Innenminister Jäger: Kontrolle vernachlässigt
In der Sondersitzung des Innenausschuss räumt der Minister Fehler ein — mehr nicht.
Düsseldorf. Ralf Jäger (SPD), Innenminister, Marathon-Blitzer, selten um einen schneidigen Auftritt verlegen, sitzt mit gerötetem Gesicht im Landtag und kämpft mit einem leichten Belag auf der Stimme. „Ich sage ganz selbstkritisch: Die Frage der Kontrolle haben wir vernachlässigt“, räumt Jäger in der Sondersitzung des Innenausschusses zu den Missständen bei der Unterbringung von Asylbewerbern ein.
Der Landtags-Opposition von CDU, FDP und Piraten, die den Innenminister gern auf den politischen Grill werfen würde, ist das zu wenig. Jäger, wenn auch etwas kleinlauter als sonst, hat keine Lust, bei diese Grillparty das Würstchen zu sein. Jäger versuche erneut, der Debatte zu entgehen, hält ihm Peter Biesenbach (CDU) vor.
Jäger bestreitet mit einiger Empörung, in seinem Umfeld und bei seinen Behördenleitern den Eindruck erweckt zu haben, er wolle gar nichts von Problemen hören. Er habe schließlich das Landeskriminalamt angewiesen, in dieser Sache alle Steine umzudrehen — „auch die schmutzigen“. Jäger legt sich erneut fest: Keiner in seinem Haus habe von den Übergiffen gewusst, jedenfalls nicht vor dem 26. September.
Das war der Tag, an dem Innenminister Jäger laut eigener Aussage zum ersten Mal erfuhr, dass in der Asylbewerber-Unterkunft Burbach mindestens ein Flüchtling von Wachleuten eines privaten Sicherheitsdienstes gezwungen wurde, sich auf eine Matratze mit Erbrochenem zu legen, und Wachleute sich dabei gefilmt hatte, wie sie einem am Boden liegenden Flüchtling einen Stiefel auf den Hals stellten. Bislang kann die Opposition dem Innenminister das Gegenteil nicht beweisen. Die in Burbach zuständige Kreispolizei Siegen-Wittgenstein — aufgrund andauernder Probleme in der Unterkunft schon lange personell verstärkt — wusste spätestens seit dem 22. August, dass der beauftragte Wachdienst in der Unterkunft ein „Problemzimmer“ betrieb, dass als Friseursalon getarnt worden war.

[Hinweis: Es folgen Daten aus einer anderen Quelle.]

PR #233, opened 2021-04-24
add EH/SB tests to livetest pipeline

swathipil:
fixes: https://github.com/Azure/azure-sdk-for-python/issues/11588


.azure-pipelines/client.test.live.yml
```diff
@@ -311,3 +310,590 @@ jobs:
...
+      - script: |
+          python --version
+          python -m pip install pytest
+          echo "Installing $DownloadArtifactWhl"
+          python -m pip install $(Pipeline.Workspace)/$(DownloadArtifactFolder)/$(DownloadArtifactWhl)
+          cd $(SdkPath)
+          python -m pip install --ignore-installed .
+          python -m pip install -r dev_requirements.txt
+          python -m pip list
+          pytest tests -v --doctest-modules --ignore=tests/perfstress_tests --junitxml=junit/eventhub/azure-eventhub/test-results-live.xml
```
scbedd, line 418: Don't abandon `python -m`! Everything is right up till here :D

scbedd (changes requested):
All these jobs run pretty much exactly the same command. I think we you see where you have `strategy: ` set? And there is a single entry? I think we can put _all_ of these into the same single job definition that will be multiplied by the strategy alone. Can you point out anything that's honestly different between these runs that can't be covered by the variable? 

For your first attempt I'd just merge the matrix entries into a single one, and see what happens!  You can remove `MaxParallel` if you don't want them to run in serial :) 

Other than that single (tbh a bit of work) feedback, this looks good!

.azure-pipelines/client.test.live.yml
```diff
@@ -311,3 +310,590 @@ jobs:
...
+      DevReqsPath: './azure-sdk-for-python/sdk/eventhub/azure-eventhub/dev_requirements.txt'
+      DownloadArtifactFolder: 'uamqp-win$(PythonArchitecture)-$(PythonVersion)-whl'
+      SdkPath: 'azure-sdk-for-python/sdk/eventhub/azure-eventhub'
+    steps:
+      - template: /.azure-pipelines/use-python-version.yml
+        parameters:
+          architecture: '$(PythonArchitecture)'
+          versionSpec: '$(PythonVersion)'
+      - script: |
+          git clone https://github.com/Azure/azure-sdk-for-python.git --single-branch
```
scbedd, line 337: We want something like a `sparse` checkout here.  I _think_ you can just add `-–depth 1` to your current command.

.azure-pipelines/client.test.live.yml
```diff
@@ -311,3 +310,590 @@ jobs:
...
+        displayName: 'Clone azure-sdk-for-python'
+      - task: DownloadPipelineArtifact@2
+        displayName: 'Downloading artifact'
+        inputs:
+          source: 'current'
+          patterns: '$(DownloadArtifactFolder)/*.whl'
+      - pwsh: |
+          $whlfile = Get-ChildItem -Filter *.whl $(Pipeline.Workspace)/$(DownloadArtifactFolder) | Select-Object -First 1 -ExpandProperty Name
+          echo "##vso[task.setvariable variable=DownloadArtifactWhl]$whlfile"
+          dir $(Pipeline.Workspace)/$(DownloadArtifactFolder)
```
scbedd, line 347: When you're running `pwsh`, `dir` is just aliased `Get-ChildItem`.

image

.azure-pipelines/client.test.live.yml
```diff
@@ -311,3 +310,590 @@ jobs:
...
+        displayName: 'Get name of whl file to install'
+      - script: |
```
scbedd, line 349: NIT: is there a reason we're swapping between `pwsh` and `script` here?

Not that the commands really matter, but it's good to keep consistency.

.azure-pipelines/client.test.live.yml
scbedd: (this same feedback is present for all the job definitions)

.azure-pipelines/client.test.live.yml
swathipil: I just didn't want to think about the logic for script, so just copy-pasted the pwsh commands from a previous job :P
It's prob not too hard to translate so will fix 👍

.azure-pipelines/client.yml
```diff
@@ -382,4 +382,4 @@ jobs:
         displayName: 'Publish wheel artifacts'
         inputs:
           artifactName: uamqp-$(Platform)-$(PythonVersion)-x64-whl
-          pathToPublish: 'wheelhouse'
+          pathToPublish: 'wheelhouse'
```
scbedd, line 385: nit: leave trailing newline! Good git etiquette

.azure-pipelines/test-eh-sb-sdk.yml
```diff
@@ -0,0 +1,59 @@
...
+      AZURE_CLIENT_ID: $(aad-azure-sdk-test-client-id)
+      AZURE_CLIENT_SECRET: $(aad-azure-sdk-test-client-secret)
+      AZURE_TEST_RUN_LIVE: 'true'
+  - task: PublishTestResults@2
+    displayName: 'Publish test results'
+    condition: succeededOrFailed()
+    inputs:
+      testResultsFiles: '**/$(TestResultsPath)'
+      testResultsFormat: 'JUnit'
+      testRunTitle: '$(SDK) Python $(PythonVersion)'
```
scbedd, line 59: Nit: we probably want to include the OS Arch here right? (Windows/Linux/MacOs) given we are running this for all of them right?

scbedd (approved):
I like it a lot! Remember to uncomment the strategies before you merge!

.azure-pipelines/test-eh-sb-sdk.yml
swathipil: ah yes, will do!

PR #241, opened 2021-06-15
[AMQP Python] Send single message and bug fix in decode to handle list32

yunhaoling:
todo: adding encode/decode test for list32

### DIFF
--- a/uamqp/_decode.py
+++ b/uamqp/_decode.py
@@ -276,14 +276,15 @@ def decode_frame(data):
     frame_type = data[2]
     compound_list_type = data[3]
     buffer = None
-    if compound_list_type == 0xc0:  # list8 0xc0
-        count = data[5]  # data[4] is size, data[5] is count
-        buffer = data[6:]
-    elif compound_list_type == 0xd0:  # list32 0xd0
-        count = c_signed_int.unpack(data[8:12])[0]  # data[4:8] is size, data[8:12] is count
+    compound_list_type = data[3]
+    if compound_list_type == 0xd0:
+        # list32 0xd0: data[4:8] is size, data[8:12] is count
+        count = c_signed_int.unpack(data[8:12])[0]
         buffer = data[12:]
-    else:  # list0 0x45
-        count = 0
+    else:
+        # list8 0xc0: data[4] is size, data[5] is count
+        count = data[5]
+        buffer = data[6:]
     fields = [None] * count
     for i in range(count):
         buffer, fields[i] = _DECODE_BY_CONSTRUCTOR[buffer[0]](buffer[1:])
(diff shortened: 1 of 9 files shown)


uamqp/client.py
```diff
@@ -237,6 +262,99 @@ def do_work(self, **kwargs):
...
+        on_send_complete = partial(self._on_send_complete, message_delivery)
+        delivery = self._link.send_transfer(
+            message_delivery.message,
+            on_send_complete=on_send_complete,
+            timeout=timeout
+        )
+        if not delivery.sent:
+            raise RuntimeError("Message is not sent.")
+
+    def _on_send_complete(self, message_delivery, message, reason, state):
```
annatisch, line 326: If I recall correctly - this callback can also be called if the message expires or the link goes down. Though we can probably add handling for that as needed.

uamqp/client.py
```diff
@@ -237,6 +262,99 @@ def do_work(self, **kwargs):
...
+        if SEND_DISPOSITION_ACCEPT in state:
+            message_delivery.state = MessageDeliveryState.Ok
+        else:
+            # TODO: sending disposition state could only be rejected/accepted?
+            message_delivery.state = MessageDeliveryState.Error
+            message_delivery.reason = reason
+
+    def send_message(self, message, timeout=0, **kwargs):
```
annatisch, line 334: We could roll timeout into kwargs

uamqp/_decode.py
```diff
@@ -274,9 +274,16 @@ def decode_frame(data):
...
-    # Ignore the next 2 bytes, they will always be list constructor, size.
-    count = data[5]
-    buffer = data[6:]
+    compound_list_type = data[3]
+    buffer = None
+    if compound_list_type == 0xc0:  # list8 0xc0
+        count = data[5]  # data[4] is size, data[5] is count
+        buffer = data[6:]
+    elif compound_list_type == 0xd0:  # list32 0xd0
+        _, count = _decode_int_large(data[8:12])  # data[4:8] is size, data[8:12] is count
```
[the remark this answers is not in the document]
yunhaoling: thanks for the suggestion, updated

uamqp/client.py
```diff
@@ -6,27 +6,49 @@
...
+from uamqp import constants
 from .error import AMQPConnectionError
 from .mgmt_operation import MgmtOperation
 
+
 _logger = logging.getLogger(__name__)
 _MAX_FRAME_SIZE_BYTES = 64 * 1024
 
 
+class _MessageDelivery:
```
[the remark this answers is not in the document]
yunhaoling: I agreed, initially put it here just for convenience :P

moved to message.py

uamqp/client.py
yunhaoling: yep, could do that.
just moved

uamqp/client.py
yunhaoling: added a "TODO" comment in the callback so that we don't forget to revisit this part in the future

Nur, was der Wachdienst dort getrieben habe, will vor dem 26. September keiner gewusst haben. Trotzdem wurde nach der Entdeckung am 22. August — also satte vier Wochen , bevor Jäger nach eigenem Bekunden von den Folterungen erfuhr — der Wachdienst sofort ausgetauscht. Dabei soll zunächst auch niemandem aufgefallen sein, dass der Austausch lediglich auf dem Papier stattfand: Der neue Wachdienst übernahm die alten Beschäftigten. Innenminister Jäger hält sich zugute, dass noch in der Nacht auf den 27. September innerhalb von fünf Stunden „um 0.49 Uhr“ der komplette Wachdienst erneut ausgetauscht worden sei.
Die Opposition hält Jäger vor, dass der neu eingesetzte Wachdienst nicht einmal den Anforderungen entspreche, die Jägers späterer Acht-Punkte-Plan an solche Dienste stelle. Der Wachdienst sei entgegen Jägers eigener Forderungen nicht Mitglied des einschlägigen Berufsverbandes, ein führender Mitarbeiter ein vorbestrafter Krimineller, der eine mehrjährige Haftstrafe abgesessen habe. Jäger erklärte, den Mann nicht zu kennen.
Für CDU-Mann Biesenbach steht fest: „In der heutigen Sondersitzung ist deutlich geworden, dass Jäger bereits lange vor dem Bekanntwerden der Misshandlung von Asylbewerbern über die skandalösen Zustände in Burbach informiert war.“
Laut Wolfgang Düren, Leiter der Polizeiabteilung in Jägers Innenministerium, sind im Zusammenhang mit Übergriffen von wachdiensten auf Asylbewerber zwischen Januar 2013 und September 2014 nach Vorfällen in sieben Einrichtungen 48 Ermittlungsverfahren eingeleitet worden. Davon seien zehn sofort eingestellt worden, weitere acht wegen der „geringen Schuld“. Bei den übrigen 20 laufe noch die „polizeiliche Sachaufklärung“.